Sunday, February 3, 2013

Patient Privacy At Web Scale

A study entitled Patients want granular privacy control over health information in electronic medical records by Kelly Caine and Rima Hanania in the current issue of the Journal of the American Medical Informatics Association (JAMIA) clearly indicates that patients want a granular level of control over the sharing of their medical information. Patients also want to control with whom their health information is shared and for what purpose. The study looks at how the presence of sensitive health information in a medical record affects patient privacy preferences. In this post, I discuss how current and emerging standards can be used to enforce patient privacy preferences at web scale.

First, I think the key to achieving patient privacy at web scale is to adopt proven light-weight protocols and standards such as REST, JSON, OAuth2, and OpenID Connect. The RESTful Health Exchange (RHEx) project funded by the Federal Health Archicture (FHA) was a step in the right direction. These protocols have also been embraced by large internet identity providers like Google, Facebook, and Microsoft. To increase the strength of authentication when using these existing online identities in patient-facing healthcare applications, techniques like multi-factor authentication (e.g., two-factor authentication using the user's phone) and adaptive risk authentication can be used. These light-weight standards and protocols contrast with enterprise-centric alternatives like SOAP and SAML which are the foundation for Integrating the Health Enterprise (IHE) standards including XDS.b, XDR, and XUA.

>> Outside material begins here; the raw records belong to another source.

PR #102, opened 2021-08-03
Add runbook for adding and removing storage nodes

glrf:


glrf:
The last commit also touches the "replace a storage node" runbook. But it should mostly just switch to the new partials. The only semantic difference should be that I remove the unnecessary `--yes-i-really-mean-it` flag.

docs/modules/ROOT/partials/storage-ceph-remove-mon.adoc
```diff
@@ -0,0 +1,107 @@
...
+. Wait for operator to settle.
+Wait for a log message saying `done reconciling ceph cluster in namespace "syn-rook-ceph-cluster"`
++
+[source,bash]
+----
+kubectl --as=cluster-admin -n syn-rook-ceph-operator logs -f \
+  deploy/rook-ceph-operator
+----
+
+. Cordon node to replace and delete MON pod
```
simu, line 55: The text for this step should be configurable, currently the "Remove a node how-to" says "Cordon node to replace". Probably something like

```suggestion
. Cordon node to {node-operation} and delete MON pod
```

And set `:node-operation: replace` and `:node-operation: remove` accordingly in the how-tos.

docs/modules/ROOT/pages/how-tos/exoscale/remove_storage_node.adoc
```diff
@@ -0,0 +1,243 @@
...
++
+[source,bash]
+----
+commodore catalog compile "${CLUSTER_ID}"
+----
+
+== Set alert silence
+
+:duration: +60 minutes
+include::partial$create-alertmanager-silence.adoc[]
```
simu, line 72: From what I can see, this whole section is identical between this how-to, adding a node and replacing a node. Probably makes sense to move this to a partial, as any changes here will need to be reflected in all three howtos anyway.

docs/modules/ROOT/pages/how-tos/exoscale/remove_storage_node.adoc
```diff
@@ -0,0 +1,243 @@
...
+. Remove node ID and node resource for node that we want to remove from the Terraform state
++
+[source,bash]
+----
+terraform state rm "module.cluster.module.storage.random_id.node_id[$node_index]"
+terraform state rm "module.cluster.module.storage.exoscale_compute.nodes[$node_index]"
+----
+
+:delete-node: ${NODE_TO_REMOVE}
+include::partial$exoscale/delete-node.adoc[]
```
simu, line 225: This will completely break subsequent runs of `terraform apply` if any storage node except the one with the highest index in the Terraform state is removed.

I'd suggest extracting the node to remove from the Terraform state (highest ID in the state) and adjust the how-to to remove that node. Deleting the VM on Exoscale then becomes

```
terraform apply
```

docs/modules/ROOT/pages/how-tos/exoscale/remove_storage_node.adoc
```diff
@@ -0,0 +1,243 @@
...
+  -l ceph.rook.io/pvc="${pvc_name}"
+kubectl --as=cluster-admin -n syn-rook-ceph-cluster delete pvc "${pvc_name}"
+----
+
+. Clean up PVC encryption secret
++
+[source,bash]
+----
+kubectl --as=cluster-admin -n syn-rook-ceph-cluster delete secret -l pvc_name="${pvc_name}"
+----
```
simu, line 179: Either add this to the `storage-ceph-remove-osd.adoc` partial (including scaling the operator step (conditional on another attribute) which is omitted here), or create another partial for this part, as it seems identical to the steps for replacing a node.

docs/modules/ROOT/pages/how-tos/exoscale/remove_storage_node.adoc
```diff
@@ -0,0 +1,243 @@
...
+
+:delete-node: ${NODE_TO_REMOVE}
+include::partial$exoscale/delete-node.adoc[]
+
+. Clean up localstorage PV of decommissioned node
++
+[source,bash]
+----
+kubectl --as=cluster-admin delete pv "${pv_name}"
+----
```
simu, line 232: Pretty sure this can go into `delete-node.adoc`

docs/modules/ROOT/pages/how-tos/exoscale/remove_storage_node.adoc
```diff
@@ -0,0 +1,243 @@
...
+
+. Remove node ID and node resource for node that we want to remove from the Terraform state
++
+[source,bash]
+----
+terraform state rm "module.cluster.module.storage.random_id.node_id[$node_index]"
+terraform state rm "module.cluster.module.storage.exoscale_compute.nodes[$node_index]"
+----
+
+:delete-node: ${NODE_TO_REMOVE}
```
simu, line 224: Defining the page attribute between list items breaks the list flow and the included items from the partial are numbered starting from 1. Generally, it's safer to define attributes at the top.

docs/modules/ROOT/pages/how-tos/exoscale/remove_storage_node.adoc
```diff
@@ -0,0 +1,243 @@
...
+=== Remove old OSD
+. Make sure ArgoCD ran and reduced the target number of OSDs
++
+[source,bash]
+----
+kubectl --as=cluster-admin -n syn-rook-ceph-cluster \
+  get cephcluster cluster -o jsonpath='{.spec.storage.storageClassDeviceSets[0].count}'
+----
+
+:osd-node: ${NODE_TO_REMOVE}
```
simu, line 139: Define at top of the page

docs/modules/ROOT/pages/how-tos/exoscale/add_storage_node.adoc
```diff
@@ -0,0 +1,172 @@
...
++
+include::partial$get-hieradata-token-from-vault.adoc[]
++
+[source,bash]
+----
+export TF_VAR_lb_exoscale_api_user=$(vault kv get \
+  -format=json "clusters/kv/${TENANT_ID}/${CLUSTER_ID}/floaty" | jq '.data.data')
+export TF_VAR_lb_exoscale_api_key=$(echo "${TF_VAR_lb_exoscale_api_user}" | jq -r '.iam_key')
+export TF_VAR_lb_exoscale_api_secret=$(echo "${TF_VAR_lb_exoscale_api_user}" | jq -r '.iam_secret')
+----
```
simu, line 67: This is probably also required in `replace_storage_node.adoc`, not sure how I missed that.

docs/modules/ROOT/pages/how-tos/exoscale/add_storage_node.adoc
```diff
@@ -0,0 +1,172 @@
...
+# Find the new storage node
+kubectl --as=cluster-admin get nodes
+
+# Label the new storage node
+kubectl --as=cluster-admin label node <storage-XXX>\
+  node-role.kubernetes.io/storage=""
+
+kubectl --as=cluster-admin taint node -lnode-role.kubernetes.io/storage \
+  storagenode=True:NoSchedule
+----
```
simu, line 155: Why not just use the following as the current snippet isn't even copy-pasteable?

```suggestion
. Label and taint the new storage node
+
include partial$exoscale/label-taint-storage-nodes.adoc[]
```

docs/modules/ROOT/pages/how-tos/exoscale/remove_storage_node.adoc
```diff
@@ -0,0 +1,243 @@
...
+----
+
+== Prepare Terraform environment
+
+include::partial$exoscale/configure-terraform-secrets.adoc[]
+
+include::partial$setup_terraform.adoc[]
+
+== Remove Node
+Make a note of the node you want to remove
```
simu, line 123: Maybe make this a list item?

docs/modules/ROOT/pages/how-tos/exoscale/replace_storage_node.adoc
```diff
@@ -180,54 +180,8 @@ kubectl --as=cluster-admin -n syn-rook-ceph-cluster get pods -w
...
-----
-
-. Check that the OSD is no longer listed in `ceph osd tree`
-+
-[source,bash]
-----
-kubectl --as=cluster-admin -n syn-rook-ceph-cluster exec -it deploy/rook-ceph-tools -- \
-  ceph osd tree
-----
+:osd-node: ${NODE_TO_REPLACE}
```
simu, line 183: Probably a good idea to move to the top of the page, even if it doesn't affect list numbering here.

docs/modules/ROOT/partials/storage-ceph-remove-mon.adoc
```diff
@@ -0,0 +1,107 @@
...
+----
+MON_ID=$(kubectl --as=cluster-admin -n syn-rook-ceph-cluster get pods \
+  -lapp=rook-ceph-mon -o wide \
+  | grep "{mon_node}" | cut -d- -f4)
+echo $MON_ID
+----
++
+TIP: You can skip the remaining steps in this section if `$MON_ID` is empty.
+
+ifeval::["{argocd_disabled}" != "true"]
```
simu, line 14: Might be better to use strings "yes" and "no" to make it clear that we're doing string compares

simu (changes requested):
There's quite a few sections that still appear to be replicated 1:1 (or quite close to 1:1) between the how-tos. I've marked the ones that I noticed. It would be nice to move those into partials so we don't have to maintain 2-3 copies of them (e.g. the whole prerequisites+local setup block).

docs/modules/ROOT/pages/how-tos/exoscale/add_storage_node.adoc
glrf: I suspected that using the approach from the partial could break, as we first label all worker nodes as storage nodes and then remove the storage label from the other ones.

That means for a short time all nodes will be labeled as storage nodes. If the rook operator ran at exactly that time, couldn't it schedule the new OSD on a wrong node?

simu: Maybe for other clouds where we can use CSI-provisioned PVCs, but on Exoscale, no new OSD will be scheduled unless there's an available localstorage PV and the localstorage PV constrains the pod to a storage node anyway.

glrf:
This adds a small ordering change in the replace runbook to get cleaner partials. But AFAIK this should still work in that order.

docs/modules/ROOT/pages/how-tos/exoscale/remove_storage_node.adoc
```diff
@@ -0,0 +1,140 @@
...
+  ${CLUSTER_ID}.yml
+
+yq eval -i ".parameters.rook_ceph.ceph_cluster.node_count -= 1" \
+  ${CLUSTER_ID}.yml
+----
++
+[NOTE]
+====
+Ceph can't scale below 3 storage nodes, which is the default number of nodes.
+Please check that this update doesn't reduce the number of storage nodes below 3, before continuing.
```
simu, line 55:
```suggestion
Please ensure that this update doesn't reduce the number of storage nodes to less than 3 before continuing.
```

docs/modules/ROOT/pages/how-tos/exoscale/remove_storage_node.adoc
```diff
@@ -0,0 +1,140 @@
...
+yq eval -i ".parameters.openshift4_terraform.terraform_variables.storage_count -= 1" \
+  ${CLUSTER_ID}.yml
+
+yq eval -i ".parameters.rook_ceph.ceph_cluster.node_count -= 1" \
+  ${CLUSTER_ID}.yml
+----
++
+[NOTE]
+====
+Ceph can't scale below 3 storage nodes, which is the default number of nodes.
```
simu, line 54:
```suggestion
Ceph can't scale to less than 3 storage nodes, which is the default number of nodes.
```

docs/modules/ROOT/pages/how-tos/exoscale/remove_storage_node.adoc
```diff
@@ -0,0 +1,140 @@
...
+----
+# Grab JSON copy of current Terraform state
+terraform state pull > .tfstate.json
+
+node_count=$(jq  -r \
+  '.resources[] |
+   select(.module=="module.cluster.module.storage" and .type=="exoscale_compute") |
+   .instances | length' \
+   .tfstate.json)
+# Make sure the number of nodes is conistent with what we configured earlier
```
simu, line 98:
```suggestion
# Verify that the number of nodes is one more than we configured earlier.
```

docs/modules/ROOT/partials/storage-ceph-remove-mon.adoc
```diff
@@ -0,0 +1,107 @@
...
+----
+MON_ID=$(kubectl --as=cluster-admin -n syn-rook-ceph-cluster get pods \
+  -lapp=rook-ceph-mon -o wide \
+  | grep "{mon-node}" | cut -d- -f4)
+echo $MON_ID
+----
++
+TIP: You can skip the remaining steps in this section if `$MON_ID` is empty.
+
+ifeval::["{mon-argocd-disabled}" != "yes"]
```
simu, line 14: shouldn't this be
 
```suggestion
ifeval::["{mon-argocd-disabled}" == "yes"]
```

docs/modules/ROOT/partials/storage-ceph-remove-mon.adoc
```diff
@@ -0,0 +1,107 @@
...
+  -p '[{
+    "op": "replace",
+    "path": "/spec/healthCheck/daemonHealth/mon",
+    "value": {}
+  }]'
+kubectl --as=cluster-admin -n syn-rook-ceph-operator delete pods \
+  -l app=rook-ceph-operator
+----
+
+ifeval::["{mon-argocd-disabled}" != "yes"]
```
simu, line 104: same as above

simu (approved):
LGTM now. I've left some wording suggestions inline.

Might be good to test the new how-tos once more (if you haven't yet)

PR #104, opened 2021-08-05
Bump OCP to 4.8

mhutter:
Signed-off-by: Manuel Hutter <manuel@hutter.io>


corvus-ch:
The same aplies here as I wrote at https://github.com/appuio/terraform-openshift4-cloudscale/issues/27#issuecomment-893382883_

simu:
Install docs were updated in #114 and #110

PR #110, opened 2021-08-25
Update exoscale install doc to openshift 4.8

glrf:


docs/modules/ROOT/pages/how-tos/exoscale/install.adoc
```diff
@@ -193,6 +195,7 @@ git push
 
 popd
 ----
+<1> Can be removed as soon as Project Syn is kuberenetes version aware and we can set this automatically.
```
tobru, line 198:
```suggestion
<1> Can be removed as soon as Project Syn is Kubernetes version aware and we can set this automatically.
```

glrf: I guess I still need more coffee..

tobru: :coffee:

PR #119, opened 2021-09-06
Add documentation on worker groups and volume sizes

glrf:


tobru:
Parts of this PR seem to copy content from https://products.docs.vshn.ch/products/appuio/managed/ocp4_cloudscale.html#_default_configuration_minimum_requirements. How should we avoid having the same information and different places? We could remove it from the product docs and link here, or vice-versa...

docs/modules/ROOT/pages/references/cloudscale/config.adoc
```diff
@@ -0,0 +1,132 @@
...
+The OpenShift cluster setup can be customized by configuring `.parameters.openshift4_terraform.terraform_variables`.
+This page gives an overview of the configuration options, when setting up a cluster on Cloudscale.
+Futher information on the terraform module and its configuration can be found on https://github.com/appuio/terraform-openshift4-cloudscale[GitHub].
+
+
+
+== Nodes
+
+Through Terraform variables you have the ability to control the instance size, count, and partition size for each VM type, as well as the option to configure additional worker groups. 
+
```
simu, line 13:
```suggestion

See the https://www.cloudscale.ch/en/pricing[cloudscale.ch pricing doucumentation] for available VM flavors.
```

simu (changes requested):
Some typos (might be worth to have a partial for the prelude of the two configuration pages with an attribute to inject `cloudscale.ch` and `Exoscale` as appropriate), and a suggestion to add warnings for configurations which currently aren't supported (although those duplicate more information from the product documentation)

glrf:
I actually did not know of the product documentation page. I agree there is some overlap but in the end the two pages serve two different purposes. I'm not sure how useful it actually is to deduplicate this.

As for using partials to unify the two configuration page I'm a little torn. Yes most of it is very similar, but there are differences in naming all over the place. So we would need to use a lot of templating. So the main question is: do we want to maintain two very similar but simple pages, or do we want a single complicated page.

simu (changes requested):
The remaining suggestions for the Exoscale storage nodes still need to be incorporated.

Re partials: I suggested them because I found the exact same typos in the preamble of both documents.

corvus-ch (approved):

simu (approved):

tobru:
> I actually did not know of the product documentation page. I agree there is some overlap but in the end the two pages serve two different purposes. I'm not sure how useful it actually is to deduplicate this.

Let's keep it as you suggested in this PR, I think that's fine for now.

tobru (approved):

An emerging approach that could really help put patients in control of the privacy of their electronic medical record is the User-Managed Access (UMA) Protocol of the Kantara Initiative. According to the UMA Core specification:
User-Managed Access (UMA) is a profile of OAuth 2.0. UMA defines how resource owners can control protected-resource access by clients operated by arbitrary requesting parties, where the resources reside on any number of resource servers, and where a centralized authorization server governs access based on resource owner policy.
That sounds a lot like a healthcare environment where a typical patient has her health information residing in the Electronic Health Record (EHR) systems of multiple healthcare providers. A frequent use case is when the patient's health information is shared among providers during primary care physicians' referrals to specialist outpatient clinics. The following are the benefits for the patient privacy of a centralized authorization server as defined in UMA:

  • The ability to manage her consent directives (scope of access in UMA parlance) from a central location (ideally in the cloud) as opposed to the current paper-based environment where the patient signs a consent form for each provider and has no visibility into how the consent is being used and enforced.
  • It facilitates the update and revocation of the consent directives by the patient. 
  • It would give the patient a full audit trail of requests and access events related to her health information.
  • The patient user experience of managing their privacy preferences online can be significantly enhanced by data visualization. A study titled Exploring Visualization Techniques to Enhance Privacy Control UX for User-Managed Access introduced the notion of a "UMA Connection" for helping users visualize the context of a data sharing policy (e.g., contacts, allowed actions, access restrictions, and trusted claims).

In UMA, trusted claims (e.g., information about a requesting healthcare provider such as email, name, role, organization, and NPI) can be conveyed using OpenID Connect. The Google OpenID Connect Demo provides a step by step guide to OpenID Connect and Nat Sakimara's Dummy’s guide for the Difference between OAuth Authentication and OpenID is a good explanation of how OpenID Connect complements OAuth2. A separate specification entitled Binding Obligations on User-Managed Access (UMA) Participants proposes a legal framework that defines the obligations of parties that operate and use UMA-conforming software programs and services.

A recent post by Domenico Catalono entitled UMA Approach to Protect and Control Online Reputation describes a UMA-based approach for supporting privacy based on reputation and trust.  An example in the post is a "global reputation ranking" in the context of an online e-commerce site. In the context of healthcare privacy, when deciding to share their sensitive medical information with a specific healthcare provider, the same concept could be used to display the number and severity of security breaches experienced by the healthcare provider in the past. Section 13402(e)(4) of the HITECH Act actually requires posting a list of breaches of unsecured protected health information affecting 500 or more individuals. The list is available here.

The recently approved XACML 3.0 standard is a powerful mechanism for expressing and evaluating privacy policies. It provides capabilities such as obligation and advice expressions as well as delegation of authorization. In this presentation, Eve Maler discusses possible integration points between UMA and XACML.  The REST Profile of XACML 3.0 and the Request/Response Interface based on JSON and HTTP for XACML 3.0 proposals introduce the notion of "RESTful Authorization-as-a-Service (AZaaS)" which can facilitate the use of XACML in a UMA-based access control environment.